Description
xarray version 0.16.2/ Python 3.8.5
When reading a dataset containing complex variables using Dataset.open_zarr method the following warning appears:
_/home/.../python3.8/site-packages/xarray/coding/variables.py:218: ComplexWarning: Casting complex values to real discards the imaginary part
And the imaginary part is effectively discarded which is not what I expected.
After a slightly more in-depth analysis I came across the function (xarray/coding/variables.py:226)
def _choose_float_dtype(dtype, has_offset):
"""Return a float dtype that can losslessly represent `dtype` values."""
# Keep float32 as-is. Upcast half-precision to single-precision,
# because float16 is "intended for storage but not computation"

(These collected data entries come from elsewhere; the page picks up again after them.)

PR #113, opened 2026-06-18
feat: linux titlebar tabs settings

agazso:
Make the tabs appear in the titlebar on Linux. There is a new switch in the appearance menu, but in order it to take effect it requires a restart. For that a button is provided next to the toggle when switched.

By default the tabs appear in the titlebar, with the setting the original behavior can be restored. The feature also respects the window manager's button layout, so in my case only the close button is displayed, but if the user has minimize + maximize + close buttons enabled then they are displayed.

New appearance (default):
Screenshot From 2026-06-18 21-23-28

Original appearance:
Screenshot From 2026-06-18 21-22-59

Settings with restart button:
Screenshot From 2026-06-18 21-23-12

### DIFF
--- a/src/main/ipc-handlers.js
+++ b/src/main/ipc-handlers.js
@@ -1,6 +1,10 @@
 const crypto = require('crypto');
 const fs = require('fs');
+const { execFile } = require('child_process');
+const { promisify } = require('util');
 const log = require('./logger');
+
+const execFileAsync = promisify(execFile);
 const { ipcMain, app, dialog, clipboard, nativeImage, webContents } = require('electron');
 const { URL } = require('url');
 const path = require('path');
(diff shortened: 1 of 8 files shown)


flotob (approved):
No blocking findings.

I reviewed the Linux tabs-in-titlebar setting, relaunch IPC, frameless-window creation, and GNOME button-layout handling. I also ran:

- `npm test -- src/main/settings-store.test.js src/main/preload.test.js`
- `npm run lint`

Both passed.

meinharrd:
Merged — thanks for this, @agazso! 🙏

Nicely scoped, Linux-gated work. I checked it out and ran it on real Ubuntu 25.10 / GNOME-Wayland: frameless tabs-in-titlebar works by default, the in-app window controls show correctly, and the GNOME button-layout detection resolved `'appmenu:close'` → close-only exactly as intended. All CI green after the `main` merge. Appreciate the clear write-up and screenshots!

PR #114, opened 2026-06-18
fix: app icon on linux

agazso:
Fix the app icon on linux

With the fix:
Screenshot From 2026-06-18 21-49-35

Without the fix:
Screenshot From 2026-06-18 21-50-39


flotob (approved):
No blocking findings.

I reviewed the Linux desktop-entry metadata change and checked it against the installed electron-builder schema/implementation: `linux.desktop.entry` is merged into the generated `[Desktop Entry]`, so `StartupWMClass=freedom-browser` is in the right place. `npm run lint` also passed on the PR head.

meinharrd:
Thanks for the fix, @agazso! 🙏 The before/after screenshots made the WM_CLASS mismatch crystal clear, and aligning `StartupWMClass` with the runtime class is exactly the right fix. All 11 CI checks are green after the merge from main. Merging now.

PR #115, opened 2026-06-19
wip: feat: debian metadata and screenshot

agazso:


agazso:
Adding screenshot to a .deb file to preview before installing does not seem to be possible, because the Software app does not use it.

It would work if Freedom had its own APT repo with composed DEP-11 AppStream metadata.

PR #255, opened 2026-01-14
Improve Benchmark constructor and instance variables

camillobruni:
- Use plan as options bag for constructor arguments
- Prefix "protected" instance variables with "_"
- Rename Benchmark.preload to Benchmark._preloadEntries
- Move iteration and worstCase count processing to the Benchmark class
- Add files and preloadEntries getters so we can override it in GroupedBenchmark
- Rename plan.arguments to plan.args due to "argument" being a reserved word
- Rename WasmLegacyBenchmark to AsyncWasmLegacyBenchmark

### DIFF
--- a/JetStreamDriver.js
+++ b/JetStreamDriver.js
@@ -839,12 +839,11 @@ class Benchmark {
     constructor({
             name, 
             files,
-            preload={},
+            preload = {},
             tags, 
             iterations,
             deterministicRandom = false,
             exposeBrowserTest = false,
-            isAsync=false, 
             allowUtf16 = false,
             args = {} }) {
         this._state = BenchmarkState.READY;
@@ -857,7 +856,6 @@ class Benchmark {
         this.iterations = this._processIterationCount(iterations);
         this._deterministicRandom = deterministicRandom;
         this._exposeBrowserTest = exposeBrowserTest;
-        this.isAsync = !!isAsync;
         this.allowUtf16 = !!allowUtf16;
 
         // Resource handling:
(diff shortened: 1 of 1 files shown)


JetStreamDriver.js
```diff
@@ -855,21 +836,47 @@ class BrowserScripts extends Scripts {
...
-        this.results = [];
+    constructor({
+            name, 
+            files,
+            preload={},
+            tags, 
+            iterations,
+            deterministicRandom = false,
+            exposeBrowserTest = false,
+            isAsync=false,
```
danleh: not quite sure, but I think there is some inconsistency or possible mistake here, since the only mentions of `isAsync` were here in the ctor. Could it be that we used to not have have `AsyncBenchmark` but signaled that via a property instead? The only benchmark plans with a `async` property (but not `isAsync`) are two `WasmLegacyBenchmark`, maybe let's simply remove those two and then the property altogether (in either spelling :D)

JetStreamDriver.js
```diff
@@ -1641,8 +1665,10 @@ class WSLBenchmark extends Benchmark {
 };
 
 class WasmLegacyBenchmark extends Benchmark {
-    constructor(...args) {
-        super(...args);
+    constructor({async= false, ...plan}) {
```
danleh: See above, but I think we should maybe first get rid of WasmLegacyBenchmark altogheter

danleh (approved):
LGTM with nit and questions around `async`/`isAsync`.

danleh (approved):

PR #256, opened 2026-01-14
Update dependencies to fix some npm audit warnings

danleh:
Simply ran `npm audit fix`.

There are 13 remaining because of jsvu, see upstream change https://github.com/GoogleChromeLabs/jsvu/pull/168. Once that lands, we can bump jsvu here as well.

### DIFF
--- a/package-lock.json
+++ b/package-lock.json
@@ -107,14 +107,15 @@
             }
         },
         "node_modules/@babel/code-frame": {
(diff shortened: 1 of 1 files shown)


danleh:
Thanks, merging! I'll check for unused dependencies in a follow-up / together with the jsvu bump later.

Issue #86, opened 2025-07-10
Refactor blob preloading code.


kmiller68:
While working on https://github.com/WebKit/JetStream/pull/74 @danleh noted that there seemed to be a bunch of dead code in the preloading code. It does seem like much of the logic there could be simplified.

danleh:
Thanks for filing! Specifically `_loadInternal` can be removed I think.

danleh:
Status update: The dead code is removed with #93. The remaining TODO is to merge/simplify the different code paths for caching resources in the shell vs. browser setting, see
https://github.com/WebKit/JetStream/blob/0b92f932c04062c597e1690d21ad87b2c8ef9aa1/JetStreamDriver.js#L192-L195
vs
https://github.com/WebKit/JetStream/blob/0b92f932c04062c597e1690d21ad87b2c8ef9aa1/JetStreamDriver.js#L496-L500

@kmiller68: Before refactoring this further, I'd like to understand the existing code a little better. E.g., why is there a retry mechanism in `doLoadBlob`? This feels like something that should not be necessary with a reliable webserver?
https://github.com/WebKit/JetStream/blob/0b92f932c04062c597e1690d21ad87b2c8ef9aa1/JetStreamDriver.js#L840-L861

kmiller68:
@kmiller68: Before refactoring this further, I'd like to understand the existing code a little better. E.g., why is there a retry mechanism in doLoadBlob? This feels like something that should not be necessary with a reliable webserver?

I believe this was added because folks complained the benchmark didn't run on spotty Wifi/cellular connections.

PR #259, opened 2026-01-14
Merge Browser and Shell file and script loader paths

camillobruni:
- Use common interface methods for BrowserFileLoader and ShellFileLoader
- Add missing globalThis.allIsGood  for shell config
- Move file access snippets to BrowserScript and ShellScript

Issue: #86

### DIFF
--- a/JetStreamDriver.js
+++ b/JetStreamDriver.js
@@ -279,12 +279,13 @@ class BrowserFileLoader extends FileLoader {
     }
 
     async _fetchBlobData(blobData) {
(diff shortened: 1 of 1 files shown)


JetStreamDriver.js
```diff
@@ -806,6 +868,24 @@ class BrowserScripts extends Scripts {
         this.add("window.onerror = top.currentReject;");
     }
 
+    static get prerunCode() {
+        return `
+            JetStream.getBinary = async function(blobURL) {
```
camillobruni: verbatim copy

PR #262, opened 2026-01-17
Replace prefetch logic (#251) is a 2% regression

kmiller68:
A/B testing indicates this change caused a 2% score change in Safari. This seems surprising since this was intended to be a purely harness change. Reverting for now to confirm and to investigate the cause.

This also reverts "Add resource loading bar (#246)" and "Improve Benchmark constructor and instance variables (#255)" as they blocked a clean revert.

For posterity, this is tracked internally as rdar://problem/168103740

### DIFF
--- a/JetStreamDriver.js
+++ b/JetStreamDriver.js
@@ -56,6 +56,25 @@ function displayCategoryScores() {
     document.body.classList.add("details");
 }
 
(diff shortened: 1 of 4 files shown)


danleh:
@kmiller68 Can you reproduce this regression locally, ideally even on JSC/shells?

PR #265, opened 2026-01-19
Reland: Replace prefetch logic

camillobruni:
- Completely asyncify the preload logic
- Move all file loading and caching to BrowserFileLoader
- BrowserFileLoader._blobDataCache now holds temporary promises while the data is still loaded
- BrowserFileLoader._loadBlob now does a retry with timeout in-place without the need for a separate global retry

### DIFF
--- a/JetStreamDriver.js
+++ b/JetStreamDriver.js
@@ -307,8 +307,9 @@ class BrowserFileLoader {
     }
 }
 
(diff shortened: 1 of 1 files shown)


camillobruni:
Given that we've now forked the v3.0 branch we should be good to land this again?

if dtype.itemsize <= 4 and np.issubdtype(dtype, np.floating):
return np.float32
# float32 can exactly represent all integers up to 24 bits
if dtype.itemsize <= 2 and np.issubdtype(dtype, np.integer):
# A scale factor is entirely safe (vanishing into the mantissa),
# but a large integer offset could lead to loss of precision.
# Sensitivity analysis can be tricky, so we just use a float64
# if there's any offset at all - better unoptimised than wrong!
if not has_offset:
return np.float32
# For all other types and circumstances, we just use float64.
# (safe because eg. complex numbers are not supported in NetCDF)
return np.float64
For me, this behavior is strange, I find more natural to use the stored type rather than to make a systematic transformation into a float.
To test, I have modified the decode method (xarray/coding/variables.py:265)
def decode(self, variable, name=None):
dims, data, attrs, encoding = unpack_for_decoding(variable)
if "scale_factor" in attrs or "add_offset" in attrs:
scale_factor = pop_to(attrs, encoding, "scale_factor", name=name)
add_offset = pop_to(attrs, encoding, "add_offset", name=name)
# my change
# dtype = _choose_float_dtype(data.dtype, "add_offset" in attrs)
dtype = data.dtype
if np.ndim(scale_factor) > 0:
scale_factor = scale_factor.item()
if np.ndim(add_offset) > 0:
add_offset = add_offset.item()
transform = partial(
_scale_offset_decoding,
scale_factor=scale_factor,
add_offset=add_offset,
dtype=dtype,
)
data = lazy_elemwise_func(data, transform, dtype)
return Variable(dims, data, attrs, encoding)
and it is working as I expected.
If there is a good reason to keep things as they are, can you explain me how to deal with complex data without creating a new variable?
Thank you for your great job, xarray is awesome.